**REQUIREMENT**
The lines you return should be those containing the string "option", taken from the data below.

**RECORDS TO PROCESS**
PR #2416, opened 2023-04-06
Small fix for german language

dnlmlr:
Very cool project! 

As a native German speaker this instantly stood out to me, so here is a quick fix


vabene1111:
thanks for the fix, must have been someone from austria or so who made that translation

PR #2420, opened 2023-04-11
Fixed typo

noxonad:


vabene1111:
this is a fix for an english type in the romanian translation which does not make much sense

PR #2431, opened 2023-04-22
Pytest fixes

smilerz:
all tests now should pass


smilerz:
> oh boy thats a lot of changes ... this is not only tests but also code, have you tested that this does not change anything?

outside of tests it's all cosmetic or removing unused modules.  VSCODE enforces max-line-length which makes it look like a lot more than it actually is.

vabene1111:
ok, i saw a few small code changes inbetween but if those are all fine i will get this merged.

PR #2434, opened 2023-04-25
ldap auth: allow connecting using StartTLS

ssams:
Currently connctions to LDAP servers which require secure connections initiated via StartTLS are not possible. This change adds the environment option `AUTH_LDAP_START_TLS` and forwards it to the ldap provider (https://django-auth-ldap.readthedocs.io/en/latest/reference.html#auth-ldap-start-tls), so one can optionally enable StartTLS.


vabene1111:
thank you, will add it for the next release

Issue #2460, opened 2023-05-05
Recipesage import


Caesiumhydroxid:
### Tandoor Version

1.4.9

### Setup

Docker / Docker-Compose

### Reverse Proxy

No reverse proxy

### Bug description

The import from recipe-sage does not seem to work correctly for servings and preparation times. 

This is an example of a json object from the export:
```
{
    "@context": "http://schema.org",
    "@type": "Recipe",
    "datePublished": "2023-05-05T10:57:43.937Z",
    "description": "Schoko - Muffins - super schokoladig und schnell zubereitet, ergibt 12 Stück. Über 165 Bewertungen und für ausgezeichnet befunden. Mit ► Portionsrechner ► Kochbuch ► Video-Tipps!",
    "image": [
      "https://chefbook-prod.s3.us-west-2.amazonaws.com/1683284261803"
    ],
    "name": "Schoko-muffins - Schnell & Einfach",
    "prepTime": "PT60M",
    "recipeIngredient": [
      "70 g Butter , weiche",
      "200 g Zucker",
      "1 TL Vanillezucker",
      "1  Ei(er)",
      "210 ml Milch",
      "300 g Mehl",
      "2 TL Backpulver",
      "1 TL Salz",
      "80 g Kakaopulver , ungezuckertes",
      "75 g Schokoflocken oder Raspelschokolade",
      "evtl. Fett für die Form oder",
      "Papierförmchen"
    ],
    "recipeInstructions": [
      {
        "@type": "HowToStep",
        "text": "Die weiche Butter, den Zucker, den Vanillezucker und das Ei verquirlen. Die Milch dazurühren. In einer anderen Schüssel Mehl, Backpulver, Salz, Kakaopulver und Schokoflocken miteinander vermischen. Dann mit der Buttermasse verrühren."
      },
      {
        "@type": "HowToStep",
        "text": "Eine 12er Muffinform einfetten oder mit Förmchen auslegen und den Teig einfüllen. Bei 150°C Umluft ca. 20 min. backen."
      }
    ],
    "recipeYield": "1 Portion(en)",
    "totalTime": "PT15M",
    "recipeCategory": [],
    "creditText": "schnell & einfach",
    "isBasedOn": "https://www.chefkoch.de/rezepte/1403541245245072/Schoko-Muffins.html",
    "comment": [
      {
        "@type": "Comment",
        "name": "Author Notes",
        "text": ""
      }
    ]
  }
```
  
[...]

PR #2461, opened 2023-05-06
Fix recipesage time and yield import

Caesiumhydroxid:
This pull request should fix the error mentioned here: https://github.com/TandoorRecipes/recipes/issues/2460 it is tested on my system and seems to import recipe-sage (ld-json) just fine.


vabene1111:
thanks for the fix, will give it a try and get it merged hopefully for the next release

vabene1111:
i just reviewed the code: do you think we need another library for that? i already have a function to handle iso times i think, I would prefer not to add another libary just for that small function. 

If you dont want to I will try to take a look at implementing this function so that we dont need an additional library

vabene1111:
fixed this using the available functions

Issue #895, opened 2021-09-14
MealPlan Refactor


vabene1111:
- [ ] list of "i want to cook this in the near future" or maybe generally some kind of recommendation system 🤔 
- [ ] search
- [ ] add
- [ ] calendar export
- [ ] edit/detail modal
- [ ] plan type edit modal (also new fields like color, icon) decide if user or space scoped

old plan related issues
- [ ] nutrition (maybe as part of a big health feature set) #336
- [ ] type differentiation (probably fix with user/space unique constraint) #281
- [ ] remove via drag and drop (optional in my option depending on other features) #115

Kaibu:
Recipe search in the plan could be improved and rank higher if planned often/recently, instead of recommended list

phfeustel:
@vabene1111 is it possible now(v.1.0.2) or planned to have the meal plan shared with other users? I like to share the plan for one week with my family members who are logged in as users.

Kaibu:
@phfeustel I added recipe sharing and it's on dev already (https://github.com/TandoorRecipes/recipes/issues/1024). It's been a few very stressful weeks and we have not yet come around to another relesae.

It will be in the next Release for sure tho.

michaelszubartowicz:
Just curious, does your bonus feature include a rolling system where I could cycle through a list of recipes with a selected tag?
I have some knowledge regarding recommender systems. If you need help, hit me up ;)

vabene1111:
yes something like this is planned, we will make sure to get in touch if we hit a roadblock :) thanks!

balanceofcowards:
>  advanced but cool: automatic, tag/book/ingredient/whatever based meal planing

+1 for this. In my view, a randomized "fill the next x weeks with random recipes" would already be a great first step. Anything beyond that would be truly awesome!

PR #2468, opened 2023-05-18
Auto meal plan

AquaticLava:
This is a possible implementation of the auto based meal planning mentioned in issue #895. 

The auto planner creates a meal plan entry for every meal type from a given start day to a end day. 
Each meal type can have the possible random recipes restricted by inputting keywords, only meals that mach all inputted keywords will be used.
The meal entries are generated asynchronously.

This is what the GUI currently looks like,
image

Between the time i started working on this and now, the interface for the meal plan tab has changed, I am not sure where the button for auto meal planning should go, i added one next to the create button. There is currently no way to access it in the mobile size of the interface.

Let me know of any changes needed!


AquaticLava:
Perhaps we could have a api endpoint that returns a random recipe? You would input a list of keywords and would get a random recipe back. This is my first time working with python and Django, so I'll have to do some reading on it. What files would i need to change to add something like that?

Right now if a meal type is empty recipes are selected randomly. It should be a easy change to either not plan when there are no keywords or to add a check box. Do you have a preference?

Also do you think that the buttons on the bottom of the meal planner would need to be reworked? This is how they look currently.
Screenshot_20230519_191946

vabene1111:
I personally think the meal planner ui is far from good. It's ok and does it's job but many parts could be much more user friendly.

If you don't feel like you can do it I can build the Api endpoint, if you want to try your luck you will need a serializer that handles a lots of obkety that contain the keywords for each meal type and if it should be planned.

And then you would need to add an additional route/method to the MealPlanEntryViewSet similar to the image function in recipeviewset that takes this data and does the planning.

AquaticLava:
I'll take my chances at building the endpoint! I'll start by reading the Django docs and reading the the MealPlanEntryViewSet and recipeviewset. If i have any farther questions ill let you know! 

Would it be helpful to change this to a draft PR?

I defiantly understand the difficulty of UI design, i would say its what i am weakest at. What i tend to think looks good is old 90s websites.... At least I'm at the point where if a designer makes a mock up i can build it!

vabene1111:
Awesome, you are exactly at the same place where you I am regarding design 🤣

You can change it to draft but it's OK like this as well. Let me know if you need help.

AquaticLava:
I've been looking at the documentation as well as the source code, i think i have a general idea of how it works. I'm struggling with exactly how to implement my ideas. 

my general plan is to have the client send the server a start date, end date, meal type, keyword list, default servings, and the shared array. I think that this is the minimum amount of information needed to create all the meal plan entries.
The server would then revive the data and turn it into python data types using the AutoMealPlanSerializer. 

From what i have been reading in the source code it looks like all the other sterilizers have a model in the meta class. My understanding is that the model allows the sterilizer to create a object that can then be used in the view sets. In my case the auto meal plan object would create multiple meal plans. 
Do i need to create a class that defines a auto meal plan object that the MealPlanViewSet method that i create uses to do all the planning? if so, where would i put the class?

To create the random recipes i would just create a new queryset using the keywords that were passed from the client.

vabene1111:
i understand that this is confusing, took me a while to understand too. Serializers are used by django rest framework to perform validation on API calls. You can read more about that here https://www.django-rest-framework.org/tutorial/1-serialization/

You do not need a serializer but it might not be the worst idea for this endpoint but serializers can exist wihtout models. In the api.py file there are a few endpoints (below the model ones) that do not use models and just "manually" accept data. Those should be a good starting point for you. 

You bascially need to accept these parameters (which sound correct to me) and then efficently create the entries. 

For that i would recommend loading a set of recipes matching your search criteria (keywords) ordered randomly (order_by('-?') if i remember correctly) and possibly limit it to a certain size ([:<number of days to plan>]) so you dont query to much data. 

After that you create the MealPlanEntry objects and use bulk_create() to insert them all into the meal plan. You could then return those entries but that is extra work so i would just redirect to the meal plan entry view set filtered to your start/end date. 

sorry for the late response, feel free to contact me if you need further help.

AquaticLava:
Im getting closer! I got a object to be written to the database! I didn't realize that the object creation was inherited from the rest api's sterilizer, inheritance can be confusing. 

When i passed the meal type from the frontend to the MealTypeSerializer it did not create a MealType object, just a ordered dictianry. Do you know why that might be? I switched to using the id and pulling it from the database.

For the meal plan objects, does the bulk_create work? in the documentation it says that bulk create does not work with many-to-many relationships, and shared is a many to many field.

I was reading about getting random objects from the database and found this stack overflow thread: https://stackoverflow.com/questions/22816704/django-get-a-random-object. Do you know if our supported database backends are slow when returning a random order?

On the front end do i need a new method in the ApiApiFactory to access the new api endpoint? Also do i need to create a new entry in the url conf? I tried to use the decorators.action like in the image method but the url it generates is only acessible on a instance. What i want to do is make the url be /api/meal-plan/auto-plan, with the decorators.action it makes the url be /api/meal-plan/<pk>/auto-plan.

Thanks for all the help! I'm sure you could have gotten this all done in a few hours haha.

vabene1111:
> When i passed the meal type from the frontend to the MealTypeSerializer it did not create a MealType object, just a ordered dictianry. Do you know why that might be? I switched to using the id and pulling it from the database.

Not sure what exactly you mean. I dont think that its correct to use a model Serializer, i think you need to use a normal serializer

> For the meal plan objects, does the bulk_create work? in the documentation it says that bulk create does not work with many-to-many relationships, and shared is a many to many field.

this should not be a problem from my experience but i am not 100% sure, i would say try it out, if it does not work we can bulk add the relation using the trough manager

> I was reading about getting random objects from the database and found this stack overflow thread: https://stackoverflow.com/questions/22816704/django-get-a-random-object. Do you know if our supported database backends are slow when returning a random order?

you can use random, since its only one call and you take the slice for the amount of recipes needed it should be efficent

> On the front end do i need a new method in the ApiApiFactory to access the new api endpoint? Also do i need to create a new entry in the url conf? I tried to use the decorators.action like in the image method but the url it generates is only acessible on a instance. What i want to do is make the url be /api/meal-plan/auto-plan, with the decorators.action it makes the url be /api/meal-plan/{pk}/auto-plan.

the method is generated automatically by the openapi generator (see docs here https://docs.tandoor.dev/contribute/#api-client). After you create the ViewSet (copy one of the non model ones) you need to add it to the urls (basically just copy that as well :D) after that generate the openapi and the method/endpoint will be there

> Thanks for all the help! I'm sure you could have gotten this all done in a few hours haha.

probably but you wanted to do it and you are honestly trying and not just asking dumb random questions, i always love to support an honest effort. feel free to ask more questions if you want and dont worry if the result isn't perfect, i can fine tune it in the end if necessary.

AquaticLava:
Latest commits implement the backend endpoint. I have left the debug buttons in to help with testing, i will remove them when we are ready to merge but i suspect there will be changes i have to make! 
I think that with adding bulk creation of meal entry bulk deletion and editing will be needed... I think that should go in its own PR though. 

Right now auto adding recipes to the shopping cart does not work when it is set by the check box. sharing also does not currently work.

auto adding is not working because i am missing the addshopping in the request data, I cant figure out how that variable gets into the request.

It looks like sharing doesn't work because the object has not been made in the database yet so it has no id.

vabene1111:
> I think that with adding bulk creation of meal entry bulk deletion and editing will be needed... I think that should go in its own PR though.

yes maybe we should add a field (auto_plan_id) or something so you are able to quickly delete all entries created by an auto plan, but as you say, that can be added with future PR's

> auto adding is not working because i am missing the addshopping in the request data, I cant figure out how that variable gets into the request.
that is something super hacky and something i forget every time, can look it up or just add it when merging. its also not great from a performance aspect as it will run for each recipe so we might want to add a limit of how many meals you can auto plan. 

> It looks like sharing doesn't work because the object has not been made in the database yet so it has no id.
i will see if i spot that when reviewing the changes

generally thank you very much, will try to review your code soon to give you some feedback.

cookbook/views/api.py
```diff
@@ -661,6 +665,57 @@ def get_queryset(self):
...
+
+            for keyword in keywords:
+                recipes = recipes.filter(keywords__name=keyword['name'])
+
+            recipes = recipes.order_by('?')[:days]
+            recipes = list(recipes)
+
+            for i in range(0, days):
+                day = start_date + datetime.timedelta(i)
+                recipe = random.choice(recipes)
```
vabene1111, line 691: if i read this correctly this leaves the chance for a recipe to be choosen twice in the planning period, right?

I think I would just take the index of the day since the recipes are ordered randomly anyway so recipe = recipes[i]

cookbook/views/api.py
```diff
@@ -661,6 +665,57 @@ def get_queryset(self):
...
+                        'created_by': request.user,
+                        'meal_type': meal_type,
+                        'note': '', 'date': day, 'space': request.space}
+
+                m = MealPlan(**args)
+                meal_plans.append(m)
+
+            MealPlan.objects.bulk_create(meal_plans)
+            for m in meal_plans:
+                if request.data.get('addshopping', False) and request.data.get('recipe', None):
```
vabene1111, line 702: i need to look at how the shopping stuff works but its very confusing so i will do it.

vabene1111 (commented):
I really like how you solved this, props for someone learning this its well written and seems to be overall correct. 

I added 2 small comments and i would like to ask you to remove api.ts from the PR so i can merge it easier (i can just regenerate it once its merged), other than that it looks good. 

I will wait for a few days or possibly weeks for 1.5 to become stable before merging because I want this feature in beta for a while to make sure it works well but i cant do that (at least easily) if i am still pushing hotfixes for the last major release, so dont be confused if a few days go by without anything happening.

AquaticLava:
finally got some more time to work on this! The shopping cart and sharing now work! I think it is ready for a final review. If you don't see any problems then I'll remove the api.ts as well as the debug buttons and we can get it merged!

vabene1111:
awesome, thank you. The last few weeks have been very stressfull at work but i will try to get this out asap (probably going to do one more bugfix release for 1.5 first tough and then have this on beta for a while for testing)

vabene1111:
ok so thanks a lot for this PR, finally got around to review it and get it merged. Will do some minor tweaks for performance but overall very happy with it. 

Thanks for the effort put into this and the good work together.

**RESULT**
Currently connctions to LDAP servers which require secure connections initiated via StartTLS are not possible. This change adds the environment option `AUTH_LDAP_START_TLS` and forwards it to the ldap provider (https://django-auth-ldap.readthedocs.io/en/latest/reference.html#auth-ldap-start-tls), so one can optionally enable StartTLS.
- [ ] remove via drag and drop (optional in my option depending on other features) #115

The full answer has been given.